- **Task objective**: Give again the line that contains "Reduces friction for the reader", plus every line after it to the end of the records, unchanged.

- **Material for this exercise**:

PR #10639, opened 2025-05-28
test(Textbox): add edge cases when wrapping line

canstand:
## Description

While preparing #10606, I found that the existing tests were not accurate enough, so I added some edge cases.

### DIFF
--- a/CHANGELOG.md
+++ b/CHANGELOG.md
@@ -2,6 +2,7 @@
 
 ## [next]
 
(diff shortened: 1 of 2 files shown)


asturur:
oh this is great thank you. I didn't forget about the segmenter, is just a busy period.
As you see there is a bunch of activity on the maintainance side of things

asturur (approved):

PR #10643, opened 2025-05-30
feat(): Add support for text decoration tickness

### LINKED ISSUE #10640: [Feature]: Add parameter on text underline thickness
### CheckList

- [x] I have searched and referenced existing issues, feature requests and discussions
- [x] I am filing a **FEATURE** request.

### Description

Following this answer: 
https://github.com/fabricjs/fabric.js/issues/757#issuecomment-2897969720

We would like to have control on underline thickness.

Ideal solution would be to control height in pixel of the underline and make it customizable by character.  
Thickness  would grow around a line (so half thickness top and half thickness bottom).  
If this solution is used I suggest to call parameter `underlineThickness` to match CSS spec.

For moment thickness is built using fontSize and a 15 factor. Another good solution would be to allow dév to control this factor.  
If this solution is implemented I suggest to call parameter `underlineFactor` and not `underlineThickness` as it would be less confusing and more easy to deprecate it once CSS or Font API would make it easier to get font intrasic information.

Controling underline distance is not requested here although if it is easy to add it could be a great addition.
Dealing with underline interruption with bottom of font caracters (like 'p' or 'g') is not requested here.

### Current State

Current state does not take into account font underline thickness parameter.

Image

### Additional Context

_No response_

asturur:
## Description

closes #10640.

This PR implements the basic feature requested in the linked issue.
The reason behind chosing the current unit of measure is to align with the current charSpacing api.

### DIFF
--- a/src/shapes/Text/Text.ts
+++ b/src/shapes/Text/Text.ts
@@ -107,6 +107,7 @@ interface UniqueTextProps {
   textAlign: string;
   direction: CanvasDirection;
   path?: Path;
+  textDecorationTickness: number;
 }
 
 export interface SerializedTextProps
@@ -294,6 +295,16 @@ export class FabricText<
    * @default
    */
   declare path?: Path;
+
+  /**
+   * The text decoration tickness for underline, overline and strikethrough
+   * The tickness is expressed in thousandths of fontSize ( em ).
+   * The original value was 1/15 that translates to 66.6667 thousandths.
+   * The choice of unit of measure is to align with charSpacing.
+   * @type Number
+   * @default
+   */
+  declare textDecorationTickness: number;
 
   /**
    * Offset amount for text path starting position
@@ -1599,7 +1610,7 @@ export class FabricText<
             -charBox.kernedWidth / 2,
             offsetY * currentSize + currentDy,
             charBox.kernedWidth,
-            this.fontSize / 15,
+            this.fontSize * this.textDecorationTickness,
           );
           ctx.restore();
         } else if (
@@ -1620,7 +1631,7 @@ export class FabricText<
               drawStart,
               top + offsetY * size + dy,
               boxWidth,
-              this.fontSize / 15,
+              this.fontSize * this.textDecorationTickness,
             );
           }
           boxStart = charBox.left;
@@ -1644,7 +1655,7 @@ export class FabricText<
           drawStart,
           top + offsetY * size + dy,
           boxWidth - charSpacing,
-          this.fontSize / 15,
+          this.fontSize * this.textDecorationTickness,
         );
       topOffset += heightOfLine;
     }
--- a/src/shapes/Text/constants.ts
+++ b/src/shapes/Text/constants.ts
@@ -33,6 +33,7 @@ export const additionalProps = [
   ...textDecorationProperties,
   'textBackgroundColor',
   'direction',
+  'textDecorationTickness',
 ] as const;
 
 export type StylePropertiesType =
@@ -47,7 +48,8 @@ export type StylePropertiesType =
   | 'deltaY'
   | 'overline'
   | 'underline'
-  | 'linethrough';
+  | 'linethrough'
+  | 'textDecorationTickness';
 
 export const styleProperties: Readonly<StylePropertiesType[]> = [
   ...fontProperties,
@@ -57,6 +59,7 @@ export const styleProperties: Readonly<StylePropertiesType[]> = [
   FILL,
   'deltaY',
   'textBackgroundColor',
+  'textDecorationTickness',
 ] as const;
 
 // @TODO: Many things here are configuration related and shouldn't be on the class nor prototype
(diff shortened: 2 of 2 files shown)


Smrtnyk:
should we add rendering test case?

src/shapes/Text/Text.ts
```diff
@@ -295,6 +296,16 @@ export class FabricText<
...
 
+  /**
+   * The text decoration tickness for underline, overline and strikethrough
+   * The tickness is expressed in thousandths of fontSize ( em ).
+   * The original value was 1/15 that translates to 66.6667 thousandths.
+   * The choice of unit of measure is to align with charSpacing.
+   * @type Number
+   * @default
+   */
+  declare textDecorationTickness: number;
```
Smrtnyk, line 307: is there no default value assigned?

asturur: yes but in the default object.
Fabric5 used to do this to define default values for properties:
```js
Fabric.Text.prototype.fontSize = 40;
```
And if the developer wanted to change the default fontSize could do the same.

When moving to classes we realized that wasn't possible anymore.

if you do:
```js
class Text {
  fontSize = 40;
}
```
That is not going to be in the prototype but on the instance and there is no way to change it globally.

So we declare the configurable properties would be only declared and assigned from an object in the constructor.
Modifying that object is the only way to change the default value for all the new instances.

asturur:
is thickness, not tickness. :D

asturur:
image

i m sure i m going to get the svg export at some point

asturur:
Safari-chrome-firefox svg export:

image

At least firefox renders the svg correctly

asturur:
i ll move failing svg tests to snapshot tests since the current way of testing them with premade strings is a pain.

asturur:
Anyway this "straightforward" pr is going to bleed in its third day of work.

src/shapes/Text/TextSVGExportMixin.spec.ts
```diff
@@ -41,48 +42,27 @@ describe('TextSvgExport', () => {
     });
 
     it('toSVG', () => {
-      const TEXT_SVG =
-        '<g transform="" style=""  >\n\t\t<text xml:space="preserve" font-family="Times New Roman" font-size="40" font-style="normal" font-weight="normal" style="stroke: none; stroke-width: 1; stroke-dasharray: none; stroke-linecap: butt; stroke-dashoffset: 0; stroke-linejoin: miter; stroke-miterlimit: 4; fill: rgb(0,0,0); fill-rule: nonzero; opacity: 1; white-space: pre;" ><tspan x="-10" y="12.57" >x</tspan></text>\n</g>\n';
       const text = new FabricText('x');
-      expect(removeTranslate(text.toSVG())).toEqualSVG(
-        removeTranslate(TEXT_SVG),
-      );
+      expect(sanitizeSVG(text.toSVG())).toMatchSnapshot();
```
Smrtnyk: we have `toEqualSVG` matcher
isn't it doing the same?
asking because it brings a bit inconsistency to the tests
that some are using it and some not

asturur: toEqualSVG expect the expected svg to be passed in as a string.
I tried to write a toMatchSVGSnapshot but i got confused between chai and expect not sure why we are adding so many matchers there

Smrtnyk: chai is what vitest uses for assertion library
expect is just the facade that is exposed to be extended, but chai is under the hood
and we used chai directly because via expect you can't extend the `toMatchSnapshot` matcher so it was the only way

anyway, I agree that we have too many matchers, maybe we could get rid of the toEqualSVG
I could have a look if you want

asturur: we should have `toMatchSvgSnapshot` i can hack one, but it will need a dedicated effort to make them cleaner.
This PR is getting my bored, i want to move on.

asturur: done i guess.

asturur: is that good? it seems to work for me, and is clean enough, i m just not sure on the order for parameters for the out of context call

Smrtnyk: it looks reasonable change to me
I just am not sure if it is typed properly on the expect facade, but I plan to look at proper type-check of unit tests and can solve it then in case it causes some type issues
so no need to worry about it

asturur:
svg import while not important could be activated/tested

asturur:
image
The svg i added does not work outside firefox, i have no idea why the test pass but ok. At least is there.

asturur:
i m not sure i will be able to backport this to the 6.x branch.
I should have moved all tests related pr to 6.x branch but i didn't and i think now is too late.

PR #10648, opened 2025-06-03
chore(): update vitest

Smrtnyk:
Lets be good boys and keep our testing framework up to date
In case you are interested in what is new in 3.2 release https://vitest.dev/blog/vitest-3-2.html


asturur:
A link to the changelog is always a good idea.
Reduces friction for the reader

asturur (approved):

- **Result of this task**:
Reduces friction for the reader

asturur (approved):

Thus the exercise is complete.